WORK INSTRUCTION →
Within the records below, find each line with the word "defineClassCommon" and copy it out.

<<<<

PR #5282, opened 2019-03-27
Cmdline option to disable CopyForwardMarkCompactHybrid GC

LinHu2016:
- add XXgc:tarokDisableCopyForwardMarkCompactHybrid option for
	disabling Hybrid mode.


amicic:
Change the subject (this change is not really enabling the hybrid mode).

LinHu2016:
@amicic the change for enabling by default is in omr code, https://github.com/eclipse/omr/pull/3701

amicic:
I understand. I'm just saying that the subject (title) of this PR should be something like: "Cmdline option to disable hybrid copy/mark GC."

>>>>
<<<<

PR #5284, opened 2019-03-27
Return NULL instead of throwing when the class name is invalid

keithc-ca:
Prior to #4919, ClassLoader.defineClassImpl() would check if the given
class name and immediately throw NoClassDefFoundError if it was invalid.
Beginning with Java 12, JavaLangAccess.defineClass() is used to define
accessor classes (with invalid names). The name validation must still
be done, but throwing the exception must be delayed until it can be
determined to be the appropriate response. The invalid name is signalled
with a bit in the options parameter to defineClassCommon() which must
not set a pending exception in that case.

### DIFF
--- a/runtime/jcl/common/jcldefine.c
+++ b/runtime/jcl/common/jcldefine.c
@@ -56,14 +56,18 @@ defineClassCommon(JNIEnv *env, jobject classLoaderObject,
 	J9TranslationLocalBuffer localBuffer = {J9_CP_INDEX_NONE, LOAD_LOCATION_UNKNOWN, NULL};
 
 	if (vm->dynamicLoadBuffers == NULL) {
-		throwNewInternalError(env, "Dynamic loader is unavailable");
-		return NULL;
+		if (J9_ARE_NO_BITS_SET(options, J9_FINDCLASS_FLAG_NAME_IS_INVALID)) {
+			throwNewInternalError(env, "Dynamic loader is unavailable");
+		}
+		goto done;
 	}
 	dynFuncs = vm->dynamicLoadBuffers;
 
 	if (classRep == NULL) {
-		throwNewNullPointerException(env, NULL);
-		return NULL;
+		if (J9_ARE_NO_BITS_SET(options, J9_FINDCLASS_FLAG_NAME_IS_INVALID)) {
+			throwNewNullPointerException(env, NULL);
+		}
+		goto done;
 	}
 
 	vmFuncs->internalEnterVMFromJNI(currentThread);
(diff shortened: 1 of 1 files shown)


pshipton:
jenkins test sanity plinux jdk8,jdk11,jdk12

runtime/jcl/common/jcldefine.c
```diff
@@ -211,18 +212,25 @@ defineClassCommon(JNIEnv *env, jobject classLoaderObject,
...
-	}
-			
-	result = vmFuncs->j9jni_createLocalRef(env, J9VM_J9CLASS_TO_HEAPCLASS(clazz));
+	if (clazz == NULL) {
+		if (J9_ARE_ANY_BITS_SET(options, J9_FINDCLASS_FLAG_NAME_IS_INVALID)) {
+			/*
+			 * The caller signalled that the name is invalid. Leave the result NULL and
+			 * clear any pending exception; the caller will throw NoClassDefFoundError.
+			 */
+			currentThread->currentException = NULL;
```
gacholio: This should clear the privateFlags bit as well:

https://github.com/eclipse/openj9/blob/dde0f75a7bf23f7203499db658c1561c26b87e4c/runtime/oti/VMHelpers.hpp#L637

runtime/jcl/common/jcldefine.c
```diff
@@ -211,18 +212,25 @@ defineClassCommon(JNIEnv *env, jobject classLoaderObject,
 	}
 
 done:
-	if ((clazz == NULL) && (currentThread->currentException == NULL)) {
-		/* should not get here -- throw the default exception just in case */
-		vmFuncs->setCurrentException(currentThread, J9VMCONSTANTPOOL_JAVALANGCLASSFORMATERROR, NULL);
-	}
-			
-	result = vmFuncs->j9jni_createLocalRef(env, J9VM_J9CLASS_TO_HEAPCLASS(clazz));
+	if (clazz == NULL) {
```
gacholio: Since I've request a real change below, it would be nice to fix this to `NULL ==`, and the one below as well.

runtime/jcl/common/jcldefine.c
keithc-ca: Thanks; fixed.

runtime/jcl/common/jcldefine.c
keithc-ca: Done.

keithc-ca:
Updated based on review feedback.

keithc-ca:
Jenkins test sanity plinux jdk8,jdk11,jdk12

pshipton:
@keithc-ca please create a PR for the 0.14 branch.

>>>>

PROBLEM SOLUTION →
with a bit in the options parameter to defineClassCommon() which must
@@ -56,14 +56,18 @@ defineClassCommon(JNIEnv *env, jobject classLoaderObject,
@@ -211,18 +212,25 @@ defineClassCommon(JNIEnv *env, jobject classLoaderObject,
@@ -211,18 +212,25 @@ defineClassCommon(JNIEnv *env, jobject classLoaderObject,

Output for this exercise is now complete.